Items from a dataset
== Segment start ==

PR #42229, opened 2026-09-07
feat(i18n): localize system tasks cadence and sync missing locale keys

JTee77:
## Summary
- Localize system task intervals and retrospective triggers in `schedule-formatters.ts` using ICU MessageFormat
- Fill missing keys across `common.json`, `settings.json`, and `chat.json` to reach 100% key parity between `en`, `zh`, and `zh-TW`

## Changes
1. Complete locale catalogs parity: sync 84 keys in `chat.json`, 20 keys in `settings.json`, and 2 keys in `common.json` to bring `zh` and `zh-TW` to 100% parity with `en`.
2. Connect `schedule-formatters.ts` to `common.json`'s `scheduleFormatters` keys so system task cadence (heartbeat, consolidation, memory retrospective) respects the active locale.
3. Added unit tests for schedule formatters across English, Simplified Chinese, and Traditional Chinese.

*(Note: Per review feedback from @dvargasfuertes, client-side callsite catalog overrides mappings have been reverted from this PR so backend catalog entities can be localized at the source / backend level in a separate effort.)*

## Test plan
- [x] Run `bun test src/i18n/catalogs.test.ts` (all 210 catalog integrity tests pass with 0 orphans).
- [x] Run `bun test src/i18n/i18n.test.ts` (12/12 pass).
- [x] Run `bun test src/domains/settings/utils/schedule-formatters.test.ts` (14/14 pass).
- [x] Run `bunx tsc --noEmit` across `clients/web` (0 errors).
- [x] Git pre-commit lint and plain-text secrets check passed cleanly.


clients/web/src/domains/settings/ai/bulk-override-swap-modal.tsx
```diff
@@ -299,7 +306,7 @@ export function BulkOverrideSwapModal({
                       toggleCallSite(cs.id, checked === true)
                     }
                     disabled={applying}
-                    label={cs.displayName}
+                    label={getCallSiteDisplayName(cs.id, cs.displayName, t)}
```
dvargasfuertes: I'm starting to get hesitant of defining the locales of backend text in the frontend. is the end goal to have the plain text that the backend defines to be internationalizable? If so, then we likely want a backend intl approach so that the frontend could continue to display `cs.displayName` here.

I think we had a previous PR that I merged in that was doing something similar that we likely also need to revisit to use a backend driven approach

JTee77:
Thanks for the thoughtful feedback, @dvargasfuertes! You're completely right on the architectural boundary here.

Having the frontend maintain a client-side translation map for entities owned and defined by the backend introduces maintenance drag and drift risk. Keeping the backend as the single source of truth (SSOT) and localizing catalogs at the source level (or having the backend deliver localized metadata) is definitely the right long-term approach.

To keep this PR clean and unblock the non-controversial improvements:
1. **Reverted call-site / domain frontend mappings**: Restored `bulk-override-swap-modal.tsx`, `call-site-helpers.ts`, `overrides-call-site-list.tsx`, `overrides-detail-panel.tsx`, and removed `callSiteCatalog` from `settings.json`.
2. **Narrowed PR scope**: This PR now strictly focuses on:
   - Synchronizing missing locale keys across `chat.json` (84 keys), `settings.json` (`profileCreateModelFirst`, 20 keys), and `common.json` (2 keys) to reach 100% key parity between `en`, `zh`, and `zh-TW`.
   - Localizing system task schedule intervals and cadence in `schedule-formatters.ts` using ICU MessageFormat.

All 210 catalog integrity tests, schedule formatter unit tests, and typechecks pass cleanly. Whenever backend-driven i18n is ready, we'd be happy to help wire it up or contribute there in a dedicated PR!

PR #42271, opened 2026-09-08
fix(mac-helper): fall past an empty AX title, not just a nil one (JARVIS-1761)

alex-nork:
## What

`AccessibilityTree.swift` resolved an element's name as:

```swift
let title = getStringAttribute(element, kAXTitleAttribute)
    ?? getStringAttribute(element, kAXDescriptionAttribute)
```

`getStringAttribute` returns `Optional("")` for an attribute that exists and is empty, so an empty `AXTitle` satisfied `??` and the `AXDescription` behind it never ran. `formatAXTree` then pruned the element as unlabeled, reporting it only inside `(N unlabeled elements hidden)`.

Icon-only controls are exactly that shape: empty `AXTitle`, real name in `AXDescription` or the tooltip.

## Impact

Labelled interactive elements per app, measured by walking live windows and comparing the old rule against "first non-empty of `AXTitle`, `AXDescription`, `AXHelp`":

| app | before | after | recovered |
| --- | ---: | ---: | ---: |
| iMovie | 13 | 35 | +22 |
| Slack | 17 | 157 | +140 |
| Chrome | 14 | 144 | +130 |
| Finder | 11 | 13 | +2 |

iMovie's entire colour toolbar is in the recovered set — `color balance`, `color correction`, `cropping`, `stabilization`, `volume`, `speed`, `clip information` — each with a frame matching an independent screenshot measurement to under a point. Before this, `computer_use_observe` could not name any of them.

## Also here

The tree is read a line per element, and a label sourced from a tooltip can carry newlines — `AXHelp` runs to whole sentences, and an iMovie library row's is its title, a newline, then its path. Two such rows were already splitting their line in two before this change; recovering more labels would have made that common. Labels, values and placeholders now render as one whitespace-collapsed, length-capped line.

## Notes for review

- The label rule lives in `MacHelperCore` as a pure function so it can be tested: the executable target has no test target of its own.
- Behaviour change worth a look: the observe payload grows, since it now describes controls it used to hide. iMovie 887 B → 2.1 KB, Slack 1.3 KB → 5.6 KB. That is the point of the change, but it is a real prompt-size increase.
- Ordering is `AXTitle` → `AXDescription` → `AXHelp` deliberately: help text is the most verbose and least name-like, so it is the last resort.

## Test plan

- `swift test` — 31 tests, 2 suites, green.
- Verified against live iMovie by compiling the enumerator standalone and diffing `formatAXTree` output before and after: `[13] check box "color balance" at (1110, 89)` now appears, at a centre matching a measured `(1110.25, 89.25)`.

### DIFF
--- a/clients/macos/native/mac-helper/Sources/MacHelperCore/AXLabel.swift
+++ b/clients/macos/native/mac-helper/Sources/MacHelperCore/AXLabel.swift
@@ -1,0 +1,46 @@
+import Foundation
+
+/// Choosing the name an accessibility element goes by.
+///
+/// **This exists because "has the attribute" and "has a name" are different
+/// questions.** A great many icon-only controls carry `AXTitle` as an empty
+/// string rather than not carrying it at all, so a plain `??` chain over
+/// optionals stops at the first attribute that is merely *present* and never
+/// reaches the one that actually names the control. iMovie's whole colour
+/// toolbar reads that way: empty `AXTitle`, `AXDescription` of "color
+/// balance". So the fallback is on emptiness, not on nil.
+public enum AXLabel {
+    /// The first candidate that is neither nil nor blank, or nil when none is.
+    ///
+    /// Whitespace-only is treated as absent for the same reason empty is: a
+    /// name the user cannot read is not a name the model can point at.
+    public static func firstMeaningful(_ candidates: String?...) -> String? {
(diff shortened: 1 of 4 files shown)


alex-nork:
@codex review

alex-nork:
@codex review

PR #42282, opened 2026-09-08
feat(llm): end the balanced-model experiment on GLM 5.3 Flash

awlevin:
Ends the balanced-profile model A/B test and commits the managed Balanced profile to **GLM 5.3 Flash** (`accounts/fireworks/models/glm-5p3-flash`).

That model is already the shipped pin and was the experiment's control arm, so no install changes model on merge. What changes is that the pin stops being overridable by LaunchDarkly.

## What comes out

Freezing the flag on one arm would leave a live remote knob on the default model, so the whole read path goes instead:

- `assistant/src/config/balanced-model-experiment.ts` (the flag read) and its test.
- `BALANCED_EXPERIMENT_MODELS`, the arm→model pin table, plus the load-time check that every arm resolved to a routable managed upstream.
- `managedProfileImpl()`, the per-request arm substitution in the `vellum` column. The managed column now reads `PROFILE_IMPLS` directly, and the `defaultProvider == null` branch serves the frozen `CODE_DEFAULT_PROFILE_ENTRIES` body it was re-materializing to pick up the arm.
- The arm-change comparisons in `daemon/lifecycle.ts` and `ipc/gateway-flag-listener.ts` that published a `config_changed` invalidation when LaunchDarkly moved an arm under a running daemon. `reconcileFlagGatedProfiles()` (OS Beta) still drives that broadcast on its own.
- The registry entry, in the canonical `meta/` registry and the `clients/web` mirror, and its `PENDING_PLATFORM_PRS.md` row (stale: the platform entry has since landed).

Per the retirement rule in `meta/feature-flags/AGENTS.md`, a negative assertion in `feature-flag-catalog.test.ts` now covers all four catalogs, so a regenerated or hand-restored entry fails a test rather than quietly putting a remote override back on the default model.

No behavior is gated behind a follow-up: every reader resolves the same model by construction now.

## Companion PRs

`experiment-balanced-model-2026-08-31` is live in production (34/33/33 over `glm-5p3-flash` / `glm-5p3` / `glm-5p2`). Two platform PRs close it out, split because `terraform/AGENTS.md` requires Terraform changes to be their own PR merged after the app code:

- vellum-ai/vellum-assistant-platform#10373 — freezes the round's `/admin/onboarding` chart as a finished result.
- vellum-ai/vellum-assistant-platform#10374 — archives the LaunchDarkly flag in Terraform.

Merge order: this PR, then #10373, then #10374.

`meta/feature-flags/AGENTS.md` normally gates an archival on the release carrying the app-side removal reaching users, because archiving drops a still-reading build onto its bundled registry default. That gate is benign here: the bundled default on every shipped build is `glm-5p3-flash`, which is the model this PR commits to. An old build on the `glm-5p3` or `glm-5p2` arm therefore moves to Flash when the flag is archived, which is the intended end state rather than a regression.

## Testing

- `bun run typecheck:fast` (assistant) and `bunx tsc --noEmit` (clients/web) clean.
- `bun run lint` (assistant) clean.
- `bun test` on `default-profile-catalog-fallback`, `managed-profile-guard`, `llm-catalog-parity`, `config-schema`: 303 pass.
- Every touched flag test passes on its own. Running `gateway-flag-listener.test.ts` in the same process as `init-feature-flag-overrides.test.ts` fails the latter, because the listener test's `mock.module("../config/assistant-feature-flags.js")` is process-wide. That leak predates this PR: neither file is changed here, and the pairing reproduces it on `main`.

https://claude.ai/code/session_01CBmHacmyMsBG9aQB7sHrES


awlevin:
Both bots caught a real miss: `meta/feature-flags/AGENTS.md` wants a negative assertion across all four catalogs when a key is retired. Added in d13a766 — `experimentBalancedModel20260831` is asserted absent from `CLIENT_FLAG_DEFAULTS`, `ASSISTANT_FLAG_DEFAULTS`, `CLIENT_STRING_FLAG_DEFAULTS` and `ASSISTANT_STRING_FLAG_DEFAULTS`, so a regenerated or hand-restored entry fails a test instead of quietly putting a remote override back on the default model. 28 pass in `feature-flag-catalog.test.ts`.

Where to focus review: the managed column now resolves straight from `PROFILE_IMPLS`, and the `defaultProvider == null` branch serves `CODE_DEFAULT_PROFILE_ENTRIES[name]` instead of re-materializing. Those are equal by construction — `buildDefaultProfileEntries` materializes the same `PROFILE_IMPLS[key].vellum` impl — but that equivalence is the load-bearing claim of the diff and worth a second pair of eyes.

Risk: low. `glm-5p3-flash` was already the shipped pin and the experiment's control arm, so no install changes model.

== Segment end ==

▶ _The task_
Extract every line from the records above that contains the word "fallback".

▶ _Result for this exercise_
+/// balance". So the fallback is on emptiness, not on nil.
- `bun test` on `default-profile-catalog-fallback`, `managed-profile-guard`, `llm-catalog-parity`, `config-schema`: 303 pass.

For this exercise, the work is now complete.